Latest outbreak of violence in Iraqi city of Basra leaves 4 dead

Followers of Iraqi leader Muqtada al-Sadr withdraw from the streets after violent clashes, near the Green Zone in Baghdad, Iraq, August 30, 2022 [File: Ahmed Saad/Reuters]

Four people were killed in overnight clashes between rival Shia Muslim fighters in the southern Iraqi city of Basra, local security officials have said, adding to the at least 30 people killed earlier this week in Baghdad.

Security officials said the clashes, which carried on into the early hours of Thursday, took place in the centre of Basra, Iraq’s main oil-producing hub.

“The gunfire exchange between the two sides has now resulted in the death of four people. Two of them belonging to Saraya al-Salam, which is the military wing of Muqtada al-Sadr and two belonging to the other side, Asaib Ahl al-Haq,” Al Jazeera’s Dorsa Jabbari said from Baghdad.

The armed clashes follow the latest round of Iraq’s ongoing political crisis after Shia religious leader Muqtada al-Sadr’s announcement of his “final withdrawal”  from politics.

The fighting has raised fears of an escalation into a Shia-Shia civil war.

Jabbari added that a representative from al-Sadr’s movement had posted a warning online to Qais al-Khazali, the leader of Asaib Ahl al-Haq, to rein in his “disrespectful militias and mad dogs”.

“This is not the first time that there has been fighting between these two groups in Basra and in other regions in Iraq as well,” Jabbari said.

Asaib Ahl al-Haq had initially emerged as an offshoot of the Sadrist Movement in the years following the United States invasion of Iraq in 2003.
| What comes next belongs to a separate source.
PR #673, opened 2018-10-09
Fix Malformed URLs

### LINKED ISSUE #647: [Malformed URLs] Show error message instead of treating it as an external link
If the user types a malformed URL on the markdown editor, we should show an error message informing him and preventing the submission.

Earlier this week, Baghdad saw its worst violence in years, as armed supporters of al-Sadr fought with security forces and Iran-aligned gunmen, leaving more than 700 injured.

Analysts have said al-Sadr’s drastic steps appeared to have partly been in response to the resignation of Grand Ayatollah Kadhim al-Haeri on Sunday. Many of al-Sadr supporters follow al-Haeri, and the move was seen as an attempt to undermine al-Sadr.

An intractable political deadlock between al-Sadr and his rivals has left Iraq without a government since an October election, in which al-Sadr’s supporters emerged as the biggest party, but without a majority.

It has also deepened dysfunction and instability as Iraqis struggle to move on from decades of war, sanctions, civil strife and endemic corruption.